Records for this exercise START
PR #439, opened 2025-05-13
apply the DQ values added from detect_cosmic_rays to nonlin and kgain calibrations

JuergenSchreiber:
## Describe your changes
For kgain and nonlinearity calibration functions masked pixels from cosmic ray detection are set to NaN, most mean operations are changed to nanmean.

## Type of change

#202 

- [x] I have linted my code

### DIFF
--- a/corgidrp/calibrate_kgain.py
+++ b/corgidrp/calibrate_kgain.py
@@ -146,7 +146,7 @@ def diff2std(diff_frame, detector_regions=None):
         
     selected_area = slice_section(diff_frame, 'SCI', 'prescan_reliable',
         detector_regions)
-    std_value = np.std(selected_area.reshape(-1), ddof=1)
+    std_value = np.nanstd(selected_area.reshape(-1), ddof=1)
     # dividing by sqrt(2) since we want std of one frame
     return std_value / np.sqrt(2)
     
@@ -261,8 +261,8 @@ def sigma_clip(data, sigma=2.5, max_iters=6):
     clipped_data = data.copy()
       
     for i in range(max_iters):
-        mean = np.mean(clipped_data)
-        std = np.std(clipped_data)
+        mean = np.nanmean(clipped_data)
+        std = np.nanstd(clipped_data)
         mask = np.abs(clipped_data - mean) > sigma * std
         if not np.any(mask):
             break
@@ -524,11 +524,11 @@ def calibrate_kgain(dataset_kgain,
             in range(len(frames_diff))]
         
         # split each frame up into bins, take std and mean of each region
-        mean_frames_mean_curr0 = np.mean(frames, axis=0)
-        mean_frames_mean_curr = np.mean(mean_frames_mean_curr0[rowroi,colroi])
+        mean_frames_mean_curr0 = np.nanmean(frames, axis=0)
+        mean_frames_mean_curr = np.nanmean(mean_frames_mean_curr0[rowroi,colroi])
         
         # Calculate the means
-        mean_good_mean_frame_roi = np.mean(good_mean_frame[rowroi,colroi])
+        mean_good_mean_frame_roi = np.nanmean(good_mean_frame[rowroi,colroi])
     
         # Compute the scaling factor
         scaling_factor = mean_frames_mean_curr / mean_good_mean_frame_roi
@@ -588,11 +588,11 @@ def calibrate_kgain(dataset_kgain,
     
         # Compute statistics if there are data points within the bin
         if current_binned_averages.size > 0:
-            binned_averages_compiled.append(np.mean(current_binned_averages))
-            binned_averages_error.append(np.std(current_binned_averages, ddof=1) / np.sqrt(current_binned_averages.size))
-            binned_shot_deviations_compiled.append(np.mean(current_binned_deviations))
-            binned_deviations_error.append(np.std(current_binned_deviations, ddof=1) / np.sqrt(current_binned_averages.size))
-            binned_total_deviations.append(np.mean(current_binned_total_deviations))
+            binned_averages_compiled.append(np.nanmean(current_binned_averages))
+            binned_averages_error.append(np.nanstd(current_binned_averages, ddof=1) / np.sqrt(current_binned_averages.size))
+            binned_shot_deviations_compiled.append(np.nanmean(current_binned_deviations))
+            binned_deviations_error.append(np.nanstd(current_binned_deviations, ddof=1) / np.sqrt(current_binned_averages.size))
+            binned_total_deviations.append(np.nanmean(current_binned_total_deviations))
         else:
             # Append NaN or some other placeholder if no data points in the bin
             binned_averages_compiled.append(np.nan)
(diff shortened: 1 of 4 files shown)


kjl0025:
The changes here don't break anything, but there shouldn't be any NaN pixels in the data itself, so I don't think this enhances anything either.  Per Issue #202 , the code for calibrating k gain and nonlin ideally should be changed so that the frames are combined in a way that takes into account masked pixels as marked by the DQ, and the functions in combine.py do this.  However, combine.py inherently assumes that statistical error over the set of frames in a dataset is included in each frame's ERR (along with any inherent error present per frame), and the statistical error is included in each frame's ERR if `add_photon_noise()` has been already applied to the dataset.  `add_photon_noise()` (or your improvement to it in PR #289 ) adds in error that is better than standard error from averaging frames only in the case of a dataset with a sufficiently small number of frames, so I plan to add in an option to that function to take the standard error over the dataset, divide it into N pieces, and add that to each frame's ERR.  Adding this would also make the ERR that goes into the flat field calibration more accurate as it currently uses the `add_photon_noise()` function in its recipe.  I don't mind working on implementing all this on a branch of my own.  I'd like to wait until your PR #289 is pulled in, though.  Does that all sound good to you, @JuergenSchreiber ?

JuergenSchreiber:
> The changes here don't break anything, but there shouldn't be any NaN pixels in the data itself, so I don't think this enhances anything either. Per Issue #202 , the code for calibrating k gain and nonlin ideally should be changed so that the frames are combined in a way that takes into account masked pixels as marked by the DQ, and the functions in combine.py do this. However, combine.py inherently assumes that statistical error over the set of frames in a dataset is included in each frame's ERR (along with any inherent error present per frame), and the statistical error is included in each frame's ERR if `add_photon_noise()` has been already applied to the dataset. `add_photon_noise()` (or your improvement to it in PR #289 ) adds in error that is better than standard error from averaging frames only in the case of a dataset with a sufficiently small number of frames, so I plan to add in an option to that function to take the standard error over the dataset, divide it into N pieces, and add that to each frame's ERR. Adding this would also make the ERR that goes into the flat field calibration more accurate as it currently uses the `add_photon_noise()` function in its recipe. I don't mind working on implementing all this on a branch of my own. I'd like to wait until your PR #289 is pulled in, though. Does that all sound good to you, @JuergenSchreiber ?

@kjl0025  Hi Kevin, I only set NaNs where the mask is set, the NaNs should have been  gone after the nanmean/nanmedian/nanstd operation, that is the same method as in combine.py. If you do not like this we also could work with masked arrays applying image.get_masked_data(). I am not 100% sure whether I understand what you mean, but I am fine with assigning this task to you especially for better error propagation.

semaphoreP:
This PR modifies the kgain/nonlin code to set pixels as NaNs when they have non-zero DQ values, correct? (e.g., line 841 in calibrate_kgain).

kjl0025:
Ah, I apologize!  I saw those lines and didn't realize that actually propagated to the main calibration code, but they do.  And the way that ERR is calculated for the k gain calculation is compatible with this (and the nonlin ERR has yet to be implemented).  So I am fine with all this.  

My thing about add_photon_noise() is indeed a separate issue that I will dig into later (after Juergen's PR #289  is pulled in).

kjl0025 (approved):

semaphoreP (changes requested):
The e2e tests are failing for me. I noticed at least the following need to be fixed:

Line 570 of calibrate_kgain (min -> nanmin, max -> nanmax).

Are you able to run the e2e tests?

JuergenSchreiber:
> The e2e tests are failing for me. I noticed at least the following need to be fixed:
> 
> Line 570 of calibrate_kgain (min -> nanmin, max -> nanmax).
> 
> Are you able to run the e2e tests?

yes, for me the e2e test runs, but I change the min to nanmin and max to nanmax to be on the save side

semaphoreP:
@JuergenSchreiber I just ran the e2e tests on Github actions and got several test failures. Can you look into these? https://github.com/roman-corgi/corgidrp/actions/runs/15166946113/job/42647105657

semaphoreP:
Ah my bad. Can you merge develop into this branch, so I can run the e2e tests on Github actions?

semaphoreP:
E2e tests are still failing here: https://github.com/roman-corgi/corgidrp/actions/runs/15194003502/job/42733553693 (ignore the l1_to_l2b failing.. I think that's just collateral damage). Neither kgain_e2e.py nor nonlin_e2e.py are passing though (which is what I see locally on my machine).

JuergenSchreiber:
> E2e tests are still failing here: https://github.com/roman-corgi/corgidrp/actions/runs/15194003502/job/42733553693 (ignore the l1_to_l2b failing.. I think that's just collateral damage). Neither kgain_e2e.py nor nonlin_e2e.py are passing though (which is what I see locally on my machine).

Yes, there are assertion errors now. I think for the kgain_e2e I can explain it: The Tvac  kgain is about 8.8 while the corgi pipeline kgain is now about 8.2, and we expect 0 difference. We consider now the cosmics but only in the corgi walker pipeline, but for tvac we only run calibrate_kgain. One solution would be to relax the strong constrains and allow the kgain_err of about 1 as difference. 
I guess for nonlin_e2e we have a similar problem.

semaphoreP:
Is it a lot of work to run detect_cosmic_rays and mask the data in TVAC data processing for each e2e test?

semaphoreP:
Do we just want the e2e test to have `apply_dq` to be False, or are we ok with the recipe file by default setting this keyword to false? Note that changing it in the default recipe, effectively overrides the default behavior of the step function.

JuergenSchreiber:
In my opinion, it should only be set to false in the e2etest recipe. The default in the operation pipeline should be that the cosmic rays are considered, what do you think @kjl0025 ?

kjl0025:
Yes, I agree:  apply_dq should be True by default (as not correcting for cosmic rays was a deficiency in the TVAC code which was allowed for time's sake since it wasn't expected to make a huge impact), and the default recipe should have apply_dq as True to have the best determination of k gain and nonlinearity.  We could have separate recipes for the e2es called something like l1_to_kgain_e2e.json and l1_to_l2a_nonlin_e2e.json which set apply_dq to False.

semaphoreP:
You can do what's done in the flat field e2e tests to modify the recipes for the e2e tests specifically, for changes specific to the e2e tests that are different from the default recipe. 

```
    recipe = walker.autogen_recipe(l1_flatfield_filelist, flat_outputdir)
     ### Modify they keywords of some of the steps
    for step in recipe['steps']:
        # if step['name'] in ["desmear", "cti_correction"]:
        #     step['skip'] = True
        if step['name'] == "create_onsky_flatfield":
            step['keywords']['n_pix'] = 165 # full shaped pupil FOV
    walker.run_recipe(recipe, save_recipe_file=True)
```

JuergenSchreiber:
ok, thanks, I hope now the e2etests will run...

JuergenSchreiber:
> @JuergenSchreiber the new modifications to the e2e tests don't work for me. do they work for you? I get the following error
> 
> ```
>         recipe = walker.autogen_recipe(nonlin_l1_list, e2eoutput_path)
>          ### Modify they keywords of some of the steps
> >       for step in recipe['steps']:
> E       TypeError: list indices must be integers or slices, not str
> 
> tests/e2e_tests/nonlin_e2e.py:117: TypeError
> ```

Now I am lost, aren't those lines exactly what you proposed from the flat e2etest?

semaphoreP:
I though so? But this may be a case where `walker.autogen_recipe()` returns a list of recipes rather than a single recipe. You may alternatively need to specify exactly what template you want to start with.

JuergenSchreiber:
Ok, the guess template is a list of kgain and nonlin recipe template, (do we really want to have this?), to get a step["keywords"], I had to add a default keyword to nonlin_e2e recipe template, all a bit shaky...

semaphoreP (approved):
Looks good now!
Records for this exercise END
■ Exercise requirements
In the lines above, find the word "sigma" and copy every line it occurs in.

■ Reply to the task
@@ -261,8 +261,8 @@ def sigma_clip(data, sigma=2.5, max_iters=6):
         mask = np.abs(clipped_data - mean) > sigma * std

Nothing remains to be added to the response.